Issue #855, opened 2018-01-22
Why does Rotation-Wiggle node not have 'list option' ?


3DSinghVFX:
Hi,
Vector-Wiggle node has list option but Number-Wiggle and Rotation-Wiggle nodes don't have list option, why?

![rot_wig_list](https://user-images.githubusercontent.com/30294746/35236727-4ba0c1c2-ffce-11e7-9a1b-5895c7c45717.png)

[rot_wig_list.blend.zip](https://github.com/JacquesLucke/animation_nodes/files/1653082/rot_wig_list.blend.zip)

Singh-KS:
OK. Yes, I'm using the loop for the Rotation-Wiggle list. 

Another query is:- In a group node, is there a way that I can make a "New Input" connection in between the previous exiting connections (see the attached image). Because for a large number of inputs (say ~100), it takes a lot of time to move a particular newly created connection from bottom to top. 
Is it possible to just drag them up or down in the property window (Ctrl+N)? 

Thank You :) 

![screenshot](https://user-images.githubusercontent.com/30294746/35345736-612d8c94-0156-11e8-957e-ca4cc1d4cc1e.png)

JacquesLucke:
unfortunately that is not possible, sry.
Currently there is no better way than to move the socket up manually..

Singh-KS:
OK. Thanks, Jacques :)

mattdw:
(Just noting that Quaternion Wiggle is also not listified yet.)

OmarEmaraDev:
Added in cef7e33.

PR #1034, opened 2019-02-18
Vectorize more nodes (partial fix for #855)

mattdw:
Partial fix for https://github.com/JacquesLucke/animation_nodes/issues/855 – only Number Wiggle, not Euler for now.

I very directly copied the vector wiggle code, so I'm not sure if it's 100% correct or efficient – I'd be keen to hear if there are any problems with it.

There seems like a lot of double calculation around seeds + evolution; I assume that's just to make sure everything has properly unique seeds?

If I get some time I'll come back and do the same thing for the Euler Wiggle node.

### DIFF
--- a/animation_nodes/algorithms/perlin_noise.pyx
+++ b/animation_nodes/algorithms/perlin_noise.pyx
@@ -1,7 +1,7 @@
 cimport cython
 from . random cimport randomDouble_UnitRange
 from .. utils.limits cimport INT_MAX
-from .. data_structures cimport Vector3DList, FloatList
+from .. data_structures cimport Vector3DList, FloatList, EulerList, Euler3
 
 # http://freespace.virgin.net/hugo.elias/models/m_perlin.htm
 
@@ -32,6 +32,19 @@ def wiggleFloatList(amount, double evolution, amplitude, int octaves, double per
     cdef Py_ssize_t i
     for i in range(amount):
         values[i] = perlinNoise1D(evolution + i * 354623, persistance, octaves) * amplitude
+    return result
+
+def wiggleEulerList(amount, double evolution, amplitude, int octaves, double persistance):
+    cdef EulerList result = EulerList(length = amount)
+    cdef Euler3 *values = <Euler3*>result.data
+    cdef float _amplitude[3]
+    cdef Py_ssize_t i
+    _amplitude[0], _amplitude[1], _amplitude[2] = amplitude[0], amplitude[1], amplitude[2]
+    for i in range(amount):
+        values[i].x = perlinNoise1D(evolution + i * 354623, persistance, octaves) * _amplitude[0]
+        values[i].y = perlinNoise1D(evolution + i + 0.33 * 354623, persistance, octaves) * _amplitude[1]
+        values[i].z = perlinNoise1D(evolution + i + 0.66 * 354623, persistance, octaves) * _amplitude[2]
+        values[i].order = 0
     return result
 
 cpdef double perlinNoise1D(double x, double persistance, int octaves):
--- a/animation_nodes/algorithms/perlin_noise.pyx
+++ b/animation_nodes/algorithms/perlin_noise.pyx
@@ -1,7 +1,7 @@
 cimport cython
 from . random cimport randomDouble_UnitRange
 from .. utils.limits cimport INT_MAX
-from .. data_structures cimport Vector3DList
+from .. data_structures cimport Vector3DList, FloatList
 
 # http://freespace.virgin.net/hugo.elias/models/m_perlin.htm
 
@@ -27,12 +27,12 @@ def wiggleVectorList(amount, double evolution, amplitude, int octaves, double pe
     return result
 
 def wiggleFloatList(amount, double evolution, amplitude, int octaves, double persistance):
-    cdef list values = []
+    cdef FloatList result = FloatList(length = amount)
+    cdef float *values = <float*>result.data
     cdef Py_ssize_t i
     for i in range(amount):
-        res = perlinNoise1D(evolution + i * 354623, persistance, octaves) * amplitude
-        values.append(res)
-    return values
+        values[i] = perlinNoise1D(evolution + i * 354623, persistance, octaves) * amplitude
+    return result
 
 cpdef double perlinNoise1D(double x, double persistance, int octaves):
     cdef:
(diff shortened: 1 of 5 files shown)


mattdw:
Now with Euler Wiggle. Just Quaternion to do, I guess… looks like random Quaternions are just generated as 4 random 0..1 floats and then normalized?

mattdw:
Quaternion Wiggle support is in, but I'm really confident about it. I notice the non-list version always has w=1.0, which I couldn't replicate when normalizing was happening. Might need a pointer on the maths here (or if my approach is wrong – I also couldn't figure out how to call normalize() from cython, so I've hand-coded it.)

mattdw:
Just bumping this – I think it's a solid improvement, the only question is whether there's a nicer form for random quaternions (they appear to be rotating correctly still.)

OmarSquircleArt:
@mattdw I agree. Sorry for being late on this. We will try reviewing this as soon as possible.
Thanks for contributing!

animation_nodes/algorithms/perlin_noise.pyx
```diff
@@ -26,6 +27,54 @@ def wiggleVectorList(amount, double evolution, amplitude, int octaves, double pe
         values[i] = perlinNoise1D(evolution + i * 354623, persistance, octaves) * _amplitude[i % 3]
     return result
 
+def wiggleFloatList(amount, double evolution, amplitude, int octaves, double persistance):
```
OmarEmaraDev: Float Lists in Animation Nodes are actually of type `DoubleList` not `FloatList`, so this function should be edited to reflect that.

animation_nodes/algorithms/perlin_noise.pyx
```diff
@@ -26,6 +27,54 @@ def wiggleVectorList(amount, double evolution, amplitude, int octaves, double pe
...
+    cdef float *values = <float*>result.data
+    cdef Py_ssize_t i
+    for i in range(amount):
+        values[i] = perlinNoise1D(evolution + i * 354623, persistance, octaves) * amplitude
+    return result
+
+def wiggleEulerList(amount, double evolution, amplitude, int octaves, double persistance):
+    cdef EulerList result = EulerList(length = amount)
+    cdef Euler3 *values = <Euler3*>result.data
+    cdef float _amplitude[3]
```
OmarEmaraDev: Why is this needed? Just use the components directly.

animation_nodes/algorithms/perlin_noise.pyx
```diff
@@ -26,6 +27,54 @@ def wiggleVectorList(amount, double evolution, amplitude, int octaves, double pe
...
+        values[i].x = perlinNoise1D(evolution + i * 354623, persistance, octaves) * _amplitude[0]
+        values[i].y = perlinNoise1D(evolution + i + 0.33 * 354623, persistance, octaves) * _amplitude[1]
+        values[i].z = perlinNoise1D(evolution + i + 0.66 * 354623, persistance, octaves) * _amplitude[2]
+        values[i].order = 0
+    return result
+
+def wiggleQuaternionList(amount, double evolution, amplitude, int octaves, double persistance):
+    cdef QuaternionList result = QuaternionList(length = amount)
+    cdef Quaternion *values = <Quaternion*>result.data
+    cdef float _amplitude[4]
```
OmarEmaraDev: Same as above.

animation_nodes/algorithms/perlin_noise.pyx
```diff
@@ -26,6 +27,54 @@ def wiggleVectorList(amount, double evolution, amplitude, int octaves, double pe
...
+    cdef float _length
```
OmarEmaraDev: No need for `_`, just call it `length`.

OmarEmaraDev:
Also, please add your changes to the CHANGELOG file.

animation_nodes/algorithms/perlin_noise.pyx
mattdw: I kept my code as close to wiggleVectorList as possible; it does this, and I assumed it was a cython detail. It does appear to work fine without, so I'll fix up my changes.

OmarEmaraDev: I think the Vector Wiggle code needed this because of the `_amplitude[i % 3]` part, so it is not needed here.

mattdw:
@OmarEmaraDev thanks for those suggestions – I've implemented them all and tidied up the Quaternion Wiggle logic, which is now behaving more as expected. A note has been added to the changelog.

animation_nodes/algorithms/perlin_noise.pyx
```diff
@@ -26,6 +27,50 @@ def wiggleVectorList(amount, double evolution, amplitude, int octaves, double pe
         values[i] = perlinNoise1D(evolution + i * 354623, persistance, octaves) * _amplitude[i % 3]
     return result
 
+def wiggleDoubleList(amount, double evolution, amplitude, int octaves, double persistance):
```
OmarEmaraDev: `amplitude` could be typed as `double` here, I think.

animation_nodes/algorithms/perlin_noise.pyx
```diff
@@ -26,6 +27,50 @@ def wiggleVectorList(amount, double evolution, amplitude, int octaves, double pe
...
+def wiggleEulerList(amount, double evolution, amplitude, int octaves, double persistance):
+    cdef EulerList result = EulerList(length = amount)
+    cdef Euler3 *values = <Euler3*>result.data
+    cdef Py_ssize_t i
+    for i in range(amount):
+        values[i].x = perlinNoise1D(evolution + i * 354623, persistance, octaves) * amplitude[0]
+        values[i].y = perlinNoise1D(evolution + i + 0.33 * 354623, persistance, octaves) * amplitude[1]
+        values[i].z = perlinNoise1D(evolution + i + 0.66 * 354623, persistance, octaves) * amplitude[2]
+        values[i].order = 0
+    return result
```
OmarEmaraDev: Sorry for the misunderstanding, but what I meant is that the array of three floats you had before wasn't needed in this case. Instead, just write them as variables outside of the loop:
```python
xAmplitude, yAmplitude, zAmplitude = amplitude[0], amplitude[1], amplitude[2]
```

The same goes for the Quaternion function.

PR #1041, opened 2019-03-07
Added endpoint option to float range node.

OmarSquircleArt:


animation_nodes/nodes/number/number_range.py
```diff
@@ -28,6 +29,8 @@ class NumberRangeNode(bpy.types.Node, AnimationNode):
     floatStepType: EnumProperty(name = "Float Step Type", default = "START_STEP",
         items = floatStepTypeItems, update = AnimationNode.refresh)
 
+    endPoint: BoolProperty(name = "End Point", default = True, update = executionCodeChanged)
```
JacquesLucke: Bool properties be named like things which can be Yes or No. In this case `useEndPoint` or `includeEndPoint` might be better.

animation_nodes/nodes/number/number_range.py
```diff
@@ -57,13 +62,20 @@ def getExecutionFunctionName(self):
...
 
     def execute_FloatRange_StartStep(self, amount, start, step):
         return range_DoubleList_StartStep(amount, start, step)
 
-    def execute_FloatRange_StartStop(self, amount, start, stop):
+    def execute_FloatRange_StartStop_EndPoint(self, amount, start, stop):
         return range_DoubleList_StartStop(amount, start, stop)
+
+    def execute_FloatRange_StartStop(self, amount, start, stop):
+        return range_DoubleList_StartStep(amount, start,
```
JacquesLucke: Better use a guard condition to check for `amount <= 0` here. That makes the expression below a bit simpler.

animation_nodes/nodes/number/number_range.py
OmarSquircleArt: Originally named it after numpy's option. But that makes more sense.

Task to complete: Go through the records and work out how many lines contain the string "wiggleFloatList". The answer should be that number alone.

Answer space: 3